Previous anatomical and birthdating analysis have shown that the broad CPN population is heterogeneous, including neurons born at different developmental times (e.g. E12.5–13.5 for layer VI and V CPN, E15.5 for layer II/III CPN), located in different cortical layers (e.g. II/III, V, and VI), with some extending collateral projections to distinct targets (e.g. striatum, ipsilateral frontal cortex) (Wise and Jones, 1976; Mitchell and Macklis, 2005). This is in striking contrast to the much more homogeneous population of corticospinal motor neurons, which are born at ~E13.5, populate one layer (layer V) and a limited area (sensorimotor) of cortex, and extend projections to the spinal cord (though with a range of spinal segmental specificity) (O’Leary and Koester, 1993). Based on such prior anatomical data, we reasoned that CPN-specific genes might fall into at least two general categories: 1) broad CPN “identity genes” that might label most or all CPN; and 2) genes that sub-parcellate CPN into multiple subtypes, potentially reflecting anatomic, connectivity, and functional heterogeneity. Genes in the second set would only be expressed in distinct subtypes of CPN.
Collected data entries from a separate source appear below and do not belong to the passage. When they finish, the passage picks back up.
PR #514, opened 2016-02-11
Remove IE8 support in the slideshow

oparoz:
Fixes https://github.com/owncloud/gallery/issues/516


oparoz:
Normal IE still works. IE8 doesn't work at all on Files, so this is safe to merge.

In order to investigate this possibility, and determine whether the anatomical complexity of the broad CPN population is mirrored at the molecular level, we investigated the fine spatial expression of a subset of these newly identified CPN genes via in situ hybridization. We find that a small number of these genes are expressed in a laminar distribution suggestive of their presence in all CPN (Figure 2), showing high levels of expression in layers II/III, the CPN proportion of V, and in a smaller number of layer VI neurons consistent with CPN. These include the genes Lpl (lipoprotein lipase) (Figure 2A), an enzyme involved in lipoprotein metabolism with unknown function in the brain (Vilaro et al., 1990); Hspb3 (Figure 2B), a small heat shock protein not previously described in the brain (Sugiyama et al., 2000); and Cited2 (Figure 2C, thought to function as a transcriptional coactivator and to interact with Lhx2 (Glenn and Maurer, 1999). The spatial expression of these genes matches the distribution of CPN obtained via retrograde tracing of all CPN from the contralateral hemisphere (Figure 2D). In order to further investigate the neuronal subtype-specific expression of these genes within CPN, we combined fluorescence in situ hybridization analysis of Lpl and Hspb3 with retrograde labeling of CPN and CSMN from the contralateral cortex and the spinal cord, respectively. We find that both Lpl and Hspb3 are expressed within CPN across layers II/III, V, and VI (Figure 2E–J). In contrast, Lpl and Hspb3 are not expressed within CSMN (Figure 2K–N).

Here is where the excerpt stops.